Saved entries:
PR #1334, opened 2016-03-03
More (or less) Objective-C Stuff

smolt:
Experiment with letting LLVM generate image info based on module flags.  Probably the way to go.

I am not sure if doing pull requests or pushing directly to objc-wip branch is best.  I imagine incremental improvements over the next week or so.

Are we supposed to make -m32 x86 work too?  I noticed test suite Makefile only enables objc tests for 64-bit.

edit:  dmd -m32 doesn't make a working objc call.  In ldc, I got it to work by using the fragile ABI section names with -m32.  Is there any reason not to support x86?

### DIFF
--- a/gen/functions.cpp
+++ b/gen/functions.cpp
@@ -289,8 +289,12 @@ llvm::FunctionType *DtoFunctionType(FuncDeclaration *fdecl) {
     dnest = Type::tvoid->pointerTo();
   }
 
-  if (fdecl->objc.selector) {
+  if (fdecl->linkage == LINKobjc && dthis) {
+    if (fdecl->objc.selector) {
       hasSel = true;
+    } else if (ClassDeclaration *cd = fdecl->parent->isClassDeclaration()) {
+      fdecl->error("Objective-C @selector is missing");
+    }
   }
 
   LLFunctionType *functype = DtoFunctionType(
--- a/gen/objcgen.cpp
+++ b/gen/objcgen.cpp
@@ -1,7 +1,18 @@
+//===-- objcgen.cpp -------------------------------------------------------===//
+//
+//                         LDC – the LLVM D compiler
+//
+// This file is distributed under the BSD-style LDC license. See the LICENSE
+// file for details.
+//
+//===----------------------------------------------------------------------===//
+
 #include "mtype.h"
 #include "objc.h"
 #include "gen/irstate.h"
 #include "gen/objcgen.h"
+
+// Currently generates symbols for the non-fragile ABI
 
 namespace {
 bool hasSymbols;
@@ -37,11 +48,23 @@ void retainSymbols() {
 }
 
 void genImageInfo() {
-  // Note: this would normally be produced by LLMV
+  // First option uses LLMV to produce image info ala module flags and
   // TargetLoweringObjectFileMachO::emitModuleFlags()
-  // if module flags are added ala CGObjCMac.cpp
-  // Check into it and then can eliminate this func
+#if 1
+  // Use LLVM to generate image info
+  const char *section = "__DATA,__objc_imageinfo,regular,no_dead_strip";
 
+  gIR->module.addModuleFlag(llvm::Module::Error,
+                            "Objective-C Version", 2); //  unused?
+  gIR->module.addModuleFlag(llvm::Module::Error,
+                            "Objective-C Image Info Version", 0u); // version
+  gIR->module.addModuleFlag(llvm::Module::Error,
+                            "Objective-C Image Info Section",
+                            llvm::MDString::get(gIR->context(), section));
+  gIR->module.addModuleFlag(llvm::Module::Override,
+                            "Objective-C Garbage Collection", 0u); // flags
+#else
+  // Second option just does it directly
   LLType* intType = LLType::getInt32Ty(gIR->context());
   LLConstant* values[2] = {
     LLConstantInt::get(intType, 0),  // version
@@ -56,6 +79,7 @@ void genImageInfo() {
      "OBJC_IMAGE_INFO");
   var->setSection("__DATA,__objc_imageinfo,regular,no_dead_strip");
   use(var);
+#endif
 }
 
 LLGlobalVariable *getCStringVar(const char *symbol,
--- a/gen/objcgen.cpp
+++ b/gen/objcgen.cpp
@@ -17,6 +17,13 @@
 namespace {
 bool hasSymbols;
 
+enum ABI {
+  fragile = 1,
+  nonFragile = 2
+};
+
+ABI abi = nonFragile;
+
 std::vector<LLConstant *> usedSymbols;
 
 llvm::StringMap<LLGlobalVariable *> methVarNameMap;
@@ -27,6 +34,8 @@ void initSymbols() {
   usedSymbols.clear();
   methVarNameMap.clear();
   methVarRefMap.clear();
+
+  abi = (global.params.targetTriple->isArch64Bit()) ? nonFragile : fragile;
 }
 
 void use(LLConstant *sym)
@@ -52,10 +61,11 @@ void genImageInfo() {
   // TargetLoweringObjectFileMachO::emitModuleFlags()
 #if 1
   // Use LLVM to generate image info
-  const char *section = "__DATA,__objc_imageinfo,regular,no_dead_strip";
-
+  const char *section = (abi == nonFragile ?
+                         "__DATA,__objc_imageinfo,regular,no_dead_strip" :
+                         "__OBJC,__image_info");
   gIR->module.addModuleFlag(llvm::Module::Error,
-                            "Objective-C Version", 2); //  unused?
+                            "Objective-C Version", abi); //  unused?
   gIR->module.addModuleFlag(llvm::Module::Error,
                             "Objective-C Image Info Version", 0u); // version
   gIR->module.addModuleFlag(llvm::Module::Error,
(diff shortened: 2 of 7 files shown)


smolt:
@jacob-carlborg Do you have more extensive tests for objc?

What should happen if `@selector` is not provided?  In your full implementation branch of dmd, it generated a default selector matching the function name if there were no arguments.  Right now it compiles without error but program doesn't work.

What should happen on unsupported targets like Linux?  Right now it gets a compile error like this:
```
objc_call.d(7): Error: undefined identifier 'selector'
```
Maybe it can be better?

jacob-carlborg:
> Is there any reason not to support x86?

It's a dead platform on OS X.

> Do you have more extensive tests for objc?

No, not anymore than what's in the DMD test suite.

> Right now it compiles without error but program doesn't work.

I think in the final implementation you're supposed to be able to have a method implemented in D without an explicit selector.

> Maybe it can be better?

Adding an `else` and a static assert?

smolt:
> It's a dead platform on OS X. ARM 32bit uses the non-fraglie ABI.

I think LDC has some users that target OS X x86.  Is the problem that when more Objective-C features get in to dmd that the cost of maintaining the fragile ABI is too much?  For just method calls its seems simple to support the fragile ABI.  @p0nce, do you target 32-bit?  Do you have an opinion?

If 32-bit OS X is not supported, then it seems a compile error should be generated at first use of `extern (Objective-C)`.  I think this should be true of any target where Objective-C is not yet supported.

> I think in the final implementation you're supposed to be able to have a method implemented in D without an explicit selector.

Should we add an error in LDC if the selector is not defined in the meantime?  Am I thinking right that in this implementation, every function in an Objective-C class should have a selector attribute and it is an error if not?

If anyone has time, it would be good to make a more extensive test of Objective-C calls.

@jacob-carlborg is more Objective-C trickling into dmd in the next version?  I am looking forward to it.

p0nce:
@smolt 
In my domain a majority of OSX users are indeed using 32-bit software. I made on reddit and it appears it's a shrinking but very much existing population.

Now, specifically I don't need or use extern(Objective-C) because I use the Obj-C runtime directly. At this time the support wasn't available in compilers.

Though the fragmentation of features on OSX between 32-bit and 64-bit is a bit worrying (shared libraries, TLS, etc it's a kind of hard to remember what is supported in which compilers), no reason to sweat over extern(Objective-C) for 32-bit x86 at all.

jacob-carlborg:
> I think LDC has some users that target OS X x86. Is the problem that when more Objective-C features get in to dmd that the cost of maintaining the fragile ABI is too much? For just method calls its seems simple to support the fragile ABI

The big difference is the symbols. The non-fragile ABI uses more symbols when referencing Objective-C types, forcing linker errors instead of runtime errors when a framework has not been linked. The original implementation was for 32bit, so it should be available, somewhere.

> If 32-bit OS X is not supported, then it seems a compile error should be generated at first use of extern (Objective-C). I think this should be true of any target where Objective-C is not yet supported.

Yes, I agree. As long as it possible to version out Objective-C declarations. Currently in DMD, this is the error you get when compiling on Linux while using  `extern(Objective-C)`.

```
main.d(3): Error: class main.NSObject Objective-C classes not supported
```

But I noticed you don't get this error message on 32bit OS X.

> Should we add an error in LDC if the selector is not defined in the meantime? Am I thinking right that in this implementation, every function in an Objective-C class should have a selector attribute and it is an error if not?

Yeah, that might be a good idea to do in DMD as well.

> is more Objective-C trickling into dmd in the next version? I am looking forward to it.

Unfortunately no. As long as it's taking this long time to get something merged I'm not very enthusiastic about doing any more work. The native TLS implementation has not even been merged yet.

smolt:
Maybe I wasn't totally clear, but the x86 -m32 path does work for Objective-C with the latest commit in this pull.  It could be enabled in LDC even if dmd does not, just like all the other targets that LDC supports.  I was just wondering if there was a reason to back off and delete this code.

> But I noticed you don't get this error message on 32bit OS X.

I see the code for that error is in objc_stubs.d, which is picked instead of objc.d by make of dmd.  Since LDC is told target at compile time, it needs to fold similar code into objc.d code that checks a flag to see if objc is available.  I tried doing a similar check in LDC glue code layer, but the check happens too late and you get `Error: undefined identifier 'selector'` instead, not as helpful.

>> Is more Objective-C trickling into dmd in the next version? I am looking forward to it.
> Unfortunately no.

Once D for iOS gets out there, and everybody switches to D for iOS dev, the demand will be great for more :smiling_imp:.  In the meantime, it is just fun to write code.

smolt:
I found the reason to support Objective-C -m32 fragile ABI for x86:  the iOS Simulator.

jacob-carlborg:
> Maybe I wasn't totally clear, but the x86 -m32 path does work for Objective-C with the latest commit in this pull

Aha, I see know that you've updated the code.

> I was just wondering if there was a reason to back off and delete this code.

No, no reason that I can think of.

> I see the code for that error is in objc_stubs.d, which is picked instead of objc.d by make of dmd. Since LDC is told target at compile time, it needs to fold similar code into objc.d code that checks a flag to see if objc is available. I tried doing a similar check in LDC glue code layer, but the check happens too late and you get Error: undefined identifier 'selector' instead, not as helpful.

LDC is not using `objc_stubs.d` at all?

> I found the reason to support Objective-C -m32 fragile ABI for x86: the iOS Simulator.

That's a good point. Is it still using 32bit?

smolt:
> LDC is not using objc_stubs.d at all?

No.  It could but LDC and clang make it real easy to cross-compile to anything LLVM knows about via a cmdline option.  Having real objc.d is important to make this work when LDC build host is other than OS X.  Not that it will be used often, but today I can use ldc2 on linux to cross-compile to iOS.

> Is it still using 32bit?

Yeah, the sim for armv6, armv7, and armv7s is 32-bit i386 based.

jacob-carlborg:
> No. It could but LDC and clang make it real easy to cross-compile to anything LLVM knows about via a cmdline option. Having real objc.d is important to make this work when LDC build host is other than OS X. Not that it will be used often, but today I can use ldc2 on linux to cross-compile to iOS.

Yes, right. You can actually cross compile in DMD as well, at least between 32 and 64bit. It might not have been the best idea to use the makefile to decide if the Objective-C support should be available or not. Perhaps this should be fixed in DMD.

BTW, I guess you could include the Objective-C support for all targets because GNUStep is available for non Apple platforms. Not sure how compatible the Apple and GNUStep implementation is though.

gen/functions.cpp
```diff
@@ -289,8 +289,12 @@ llvm::FunctionType *DtoFunctionType(FuncDeclaration *fdecl) {
     dnest = Type::tvoid->pointerTo();
   }
 
-  if (fdecl->objc.selector) {
+  if (fdecl->linkage == LINKobjc && dthis) {
+    if (fdecl->objc.selector) {
       hasSel = true;
+    } else if (ClassDeclaration *cd = fdecl->parent->isClassDeclaration()) {
+      fdecl->error("Objective-C @selector is missing");
```
smolt: This is now a compile time error:
```
extern (Objective-C)
interface Class
{
    final NSObject alloc(); // no @selector!  I will crash when called
}
```

but also make adding a final function an error.  Should it be an error?
```
extern (Objective-C)
interface Class
{
    final void extra() {}
}
```

JohanEngelen:
Edited title _Objection_ haha :D -> _Objective_

kinke:
Pls leave stuff like that to the PR author. I thought the amusing name was fully deliberate.

JohanEngelen:
fixed :) sorry.

smolt:
@kinke @JohanEngelen ha, no it wasn't a deliberate title, but it is funny.  My brain doesn't seem to notice such errors.

smolt:
I think functionally the code is ok.  Needs some cleanup of debug code, alternate experiments.  Also, clang adds some function attributes that have not been looked into yet.

For any of you that worked in tocall.cpp, if you know a better organization for the selector processing code, please fix it.  I'd start by moving all selector logic in one place in `ImplicitArgumentsBuilder`, but having it keep state `sel` as state for later processing seems wrong.

Also, comment on:
- Is name for gen/objcgen.{h,cpp} ok?
- how about naming pattern `objc_foo()` in that compilation unit?
- use of another global.params?
- what to do with changes in ddmd/objc.d.  Should they go upstream or be put in an `IN_LLVM` block?

JohanEngelen:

→ Your instructions:
The expected answer is each line of the records above that includes the string "even".

→ Written response:
Unfortunately no. As long as it's taking this long time to get something merged I'm not very enthusiastic about doing any more work. The native TLS implementation has not even been merged yet.
Maybe I wasn't totally clear, but the x86 -m32 path does work for Objective-C with the latest commit in this pull.  It could be enabled in LDC even if dmd does not, just like all the other targets that LDC supports.  I was just wondering if there was a reason to back off and delete this code.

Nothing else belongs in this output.